Zytiga’s revenue trends
In 4Q17, Johnson & Johnson’s Zytiga generated revenues of $755.0 million, which reflected ~45.5% growth on a year-over-year (or YoY) basis. In 4Q17, in the US market and outside the US markets (international markets), Zytiga generated revenues of $402.0 million and $353.0 million, respectively, compared to $249.0 million and $270.0 million, which reflected ~61.4% and ~30.7% growth on a YoY basis.
In fiscal 2017, JNJ’s Zytiga reported revenues of $2.5 billion, which is ~11.0% growth on a YoY basis. In 2017, in the US markets and international markets, Zytiga reported revenues of $1.2 billion and $1.3 billion, respectively, compared to $1.1 billion and $1.2 billion in 2016, which reflected ~13.0% and ~10.0% YoY growth.
In February 2018, the FDA approved a new indication for Johnson & Johnson’s Zytiga. The FDA approved Zytiga and prednisone combination therapy for the treatment of individuals with metastatic high-risk castration-sensitive prostate cancer (or CSPC).
The FDA approval of Zytiga was based on the results of the pivotal Phase 3 LATITUDE trial. In the LATITUDE trial, Zytiga and prednisone combination therapy demonstrated a reduction in the risk of death by 38.0% compared to placebo.

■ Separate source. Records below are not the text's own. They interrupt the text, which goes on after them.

PR #399, opened 2022-05-31
Define csharp_namespace option

alanwest:
Fixes generated C# namespaces to have the prefix `OpenTelemetry` instead of `Opentelemetry`

### DIFF
--- a/opentelemetry/proto/collector/logs/v1/logs_service.proto
+++ b/opentelemetry/proto/collector/logs/v1/logs_service.proto
@@ -18,6 +18,7 @@ package opentelemetry.proto.collector.logs.v1;
 
 import "opentelemetry/proto/logs/v1/logs.proto";
 
+option csharp_namespace = "OpenTelemetry.Proto.Collector.Logs.V1";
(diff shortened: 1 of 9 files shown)


cijothomas (approved):

Kielek (approved):

arminru (approved):

tigrannajaryan:
Is this a breaking change for existing C# code? The existing code will no longer compile, right? Just want to confirm we are OK with this. 

Formally we are allowed to do this, since the code is explicitly excluded from our stability guarantees.

alanwest:
> Is this a breaking change for existing C# code? The existing code will no longer compile, right? Just want to confirm we are OK with this.

From the standpoint of the .NET SDK, we will be ok making this change as we do not expose any of the generated code to end users.

However, this will also be a breaking change for any end users that are generating code directly from these protos. Personally, I suspect the impact will be low. We should be ok citing that the protos have not reached 1.0 yet.

SergeyKanzhelev (approved):

bogdandrutu (approved):

Issue #400, opened 2022-06-07
Decide Conditions on Symbolic Stability to Declare OTLP 1.0


tigrannajaryan:
Data models and binary Protobuf for all 3 signals (traces,metrics,logs) is now declared Stable in OTLP.

We need to decide what else is remaining to declare OTLP as version 1.0.

We had a discussion in the Spec SIG meeting, here is the summary:

1. OTLP/JSON. We believe OTLP/JSON must be also declared Stable before OTLP is marked 1.0.0. This work is happening here https://github.com/open-telemetry/opentelemetry-specification/issues/1957

2. Symbolic name stability in the proto files. This has a few components:
- (a) Field name stability. I believe these must be declared stable and be part of our stability guarantees. The reason is that these names are visible on the wire for OTLP/JSON when using the default Protobuf/JSON implementation (while it is possible to decouple JSON wire and symbolic names in proto files using custom implementations, we do not think we want to go this route).
- (b) Enum value names for enums which are field types (e.g. SPAN_KIND_CLIENT). These are also visible on the wire for OTLP/JSON and I believe these must be declared stable.
- (c) Enum names (e.g. SpanKind). These are not visible on the wire anywhere (is this correct?).
- (d) Helper enum names and enum value names (e.g. LogRecordFlags). These are not visible on the wire anywhere.
- (e) The location of messages and enums, i.e. whether they are declared at the top lexical scope or nested inside another message. 
- (f) Message names, package names and directory structure.
- Note that (c),(d),(e),(f) have no impact on the wire format. However, they impact the generated code. There is currently no agreement whether these should be part of our stability guarantees.

3. Generated code stability, assuming no changes in proto files. This is dependent on the generator and we are NOT going to provide guarantees about generator behavior.

I believe 1, 2a and 2b are the absolute minimum before declaring OTLP 1.0. 

We need to decide what we do about 2c-f. This decision needs to be made before declaring OTLP 1.0.

tigrannajaryan:
@bogdandrutu @Aneurysm9 @dyladan @MrAlias @carlosalberto @ocelotl please see above and correct me if I missed anything.

Aneurysm9:
> 3\. Generated code stability, assuming no changes in proto files. This is dependent on the generator and we are NOT going to provide guarantees about generator behavior.

[...]

PR #405, opened 2022-06-21
Ensure helper enums are consistently declared

tigrannajaryan:
The changes in this PR do not affect wire formats in any way
since these are helper enums. This is not a breaking change
for the protocol.

This is a breaking change for the generated code.

This change is the smaller subset of https://github.com/open-telemetry/opentelemetry-proto/pull/397

### DIFF
--- a/opentelemetry/proto/logs/v1/logs.proto
+++ b/opentelemetry/proto/logs/v1/logs.proto
@@ -152,8 +152,8 @@ enum SeverityNumber {
 
 // Masks for LogRecord.flags field.
 enum LogRecordFlags {
-  LOG_RECORD_FLAG_UNSPECIFIED = 0;
-  LOG_RECORD_FLAG_TRACE_FLAGS_MASK = 0x000000FF;
+  LOG_RECORD_FLAGS_UNSPECIFIED = 0;
+  LOG_RECORD_FLAGS_TRACE_FLAGS_MASK = 0x000000FF;
 }
 
 // A log record according to OpenTelemetry Log Data Model:
--- a/opentelemetry/proto/metrics/v1/metrics.proto
+++ b/opentelemetry/proto/metrics/v1/metrics.proto
@@ -362,15 +362,15 @@ enum AggregationTemporality {
 // enum is a bit-mask.  To test the presence of a single flag in the flags of
 // a data point, for example, use an expression like:
 //
-//   (point.flags & FLAG_NO_RECORDED_VALUE) == FLAG_NO_RECORDED_VALUE
+//   (point.flags & DATA_POINTS_FLAGS_NO_RECORDED_VALUE) == DATA_POINTS_FLAGS_NO_RECORDED_VALUE
 //
 enum DataPointFlags {
-  FLAG_NONE = 0;
+  DATA_POINTS_FLAGS_NONE = 0;
 
   // This DataPoint is valid but has no recorded value.  This value
   // SHOULD be used to reflect explicitly missing data in a series, as
   // for an equivalent to the Prometheus "staleness marker".
-  FLAG_NO_RECORDED_VALUE = 1;
+  DATA_POINTS_FLAGS_NO_RECORDED_VALUE = 1;
 
   // Bits 2-31 are reserved for future use.
 }


opentelemetry/proto/logs/v1/logs.proto
```diff
@@ -152,8 +152,8 @@ enum SeverityNumber {
 
 // Masks for LogRecord.flags field.
 enum LogRecordFlags {
-  LOG_RECORD_FLAG_UNSPECIFIED = 0;
-  LOG_RECORD_FLAG_TRACE_FLAGS_MASK = 0x000000FF;
+  LOG_RECORD_FLAGS_UNSPECIFIED = 0;
+  LOG_RECORD_FLAGS_TRACE_FLAGS_MASK = 0x000000FF;
 }
```
bogdandrutu, line 157: I would rather remove them, since this repo is for the protocol definition and not for the "helpers" around the protocol.

tigrannajaryan: These help to implement the protocol correctly. Without these enums we have to explain the flags using English prose, which is more fragile and error prone. 

I understand the desire to minimize the contract surface but I believe to help increase OTLP popularity we need to take some pains ourselves in order to reduce the pains for others who adopt OTLP. See my comment about the proposed approach here: https://github.com/open-telemetry/opentelemetry-proto/issues/400#issuecomment-1161848977

opentelemetry/proto/metrics/v1/metrics.proto
```diff
@@ -365,12 +365,12 @@ enum AggregationTemporality {
 //   (point.flags & FLAG_NO_RECORDED_VALUE) == FLAG_NO_RECORDED_VALUE
 //
 enum DataPointFlags {
-  FLAG_NONE = 0;
+  DATA_POINTS_FLAG_NONE = 0;
```
Aneurysm9, line 368:
```suggestion
  DATA_POINTS_FLAGS_NONE = 0;
```

opentelemetry/proto/metrics/v1/metrics.proto
```diff
@@ -365,12 +365,12 @@ enum AggregationTemporality {
...
 
   // This DataPoint is valid but has no recorded value.  This value
   // SHOULD be used to reflect explicitly missing data in a series, as
   // for an equivalent to the Prometheus "staleness marker".
-  FLAG_NO_RECORDED_VALUE = 1;
+  DATA_POINTS_FLAG_NO_RECORDED_VALUE = 1;
```
Aneurysm9, line 373:
```suggestion
  DATA_POINTS_FLAGS_NO_RECORDED_VALUE = 1;
```

If we're going to change these we should be consistent with the `LOG_RECORD_FLAGS_*` values.

opentelemetry/proto/logs/v1/logs.proto
bogdandrutu: I disagree since a standard like w3c does not define "helpers" for trace flags for example. Also it is very bad design right now that helpers related to trace flags are defined in "logs" package.

I strongly suggest to remove for the moment, and determine if you are right or not about the "wrong" implementation, once we first hear about that we can have a small design for the helpers: where do they live, what are the guarantees since in this repo we mention that we guarantee wire not generated code (then how do you use this?), etc.

opentelemetry/proto/metrics/v1/metrics.proto
bogdandrutu: @tigrannajaryan my point on removing seems to be proven here. I `DATA_POINTS_FLAGS_NO_RECORDED_VALUE` sounds like the value of the "flags" not the value of the "mask" that you need to "bit and/or". I do suggest even more to remove them.

opentelemetry/proto/logs/v1/logs.proto
tigrannajaryan: >I disagree since a standard like w3c does not define "helpers" for trace flags for example.

I am not sure the analogy with w3c standard that you bring helps. The entire w3c trace context spec is just English prose, so there is no mechanism available for formal, compiler-enforced enum declarations there. I think the fact that w3c standard doesn't define helpers is not an argument that helps us to make a decision in our case, where such Protobuf compiler-enforced mechanism is luckily available.

>Also it is very bad design right now that helpers related to trace flags are defined in "logs" package.

I think there is some confusion about what this enum is. This helper is not trace flags definitions. This helper enum is the definition of `LogRecord.flags` field. Yes, 8 bits of the `flags` field will contain the value of w3c trace flags, but note how we don't define what is contained in those 8 bits here - the fact that only 1 bit is actually used here is irrelevant here, is not OTLP's business and is intentionally omitted. There may be other LogRecord flag definitions added here in the future, totally unrelated to the w3c trace flags. So, this is really `LogRecord.flags` field definition. Can you clarify why you think it is a bad design?

To be clear, I am not strongly opposed to removing the helpers. I do think the helpers are useful and have a slight preference to keep them, but if you see strong arguments in favour of removing we can remove them.

opentelemetry/proto/metrics/v1/metrics.proto

opentelemetry/proto/metrics/v1/metrics.proto
```diff
@@ -362,15 +362,15 @@ enum AggregationTemporality {
 // enum is a bit-mask.  To test the presence of a single flag in the flags of
 // a data point, for example, use an expression like:
 //
-//   (point.flags & FLAG_NO_RECORDED_VALUE) == FLAG_NO_RECORDED_VALUE
+//   (point.flags & DATA_POINTS_FLAGS_NO_RECORDED_VALUE) == DATA_POINTS_FLAGS_NO_RECORDED_VALUE
 //
 enum DataPointFlags {
-  FLAG_NONE = 0;
+  DATA_POINTS_FLAGS_NONE = 0;
```
jsuereth, line 368: This name change seems 100% inline w/ C++ generated code (vs. other language).  Is that correct?  Do we have a naming convention for enums that requires the value name to include the enum name?

opentelemetry/proto/logs/v1/logs.proto
jsuereth: I'm with @tigrannajaryan.   Soft-yes to include them, mostly because I don't see strong arguments for removing them.

jsuereth (approved):

tigrannajaryan:
Closing since there is no consensus on how to move forward.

In February 2018, Health Canada also approved Zytiga for the treatment of newly diagnosed metastatic prostate cancer. The FDA and Health Canada approval of the new indication for Zytiga is expected to boost the sales growth of the drug in 2018. Zytiga (abiraterone acetate) is presently approved for the treatment of individuals with metastatic castration-resistant prostate cancer and CSPC.
According to the Canadian Cancer Society, around 21,300 men are diagnosed with prostate cancer every year. According to American Cancer Society estimates, 164,690 new cases of prostate cancer and 29,430 deaths due to prostate cancer is anticipated in the US in 2018.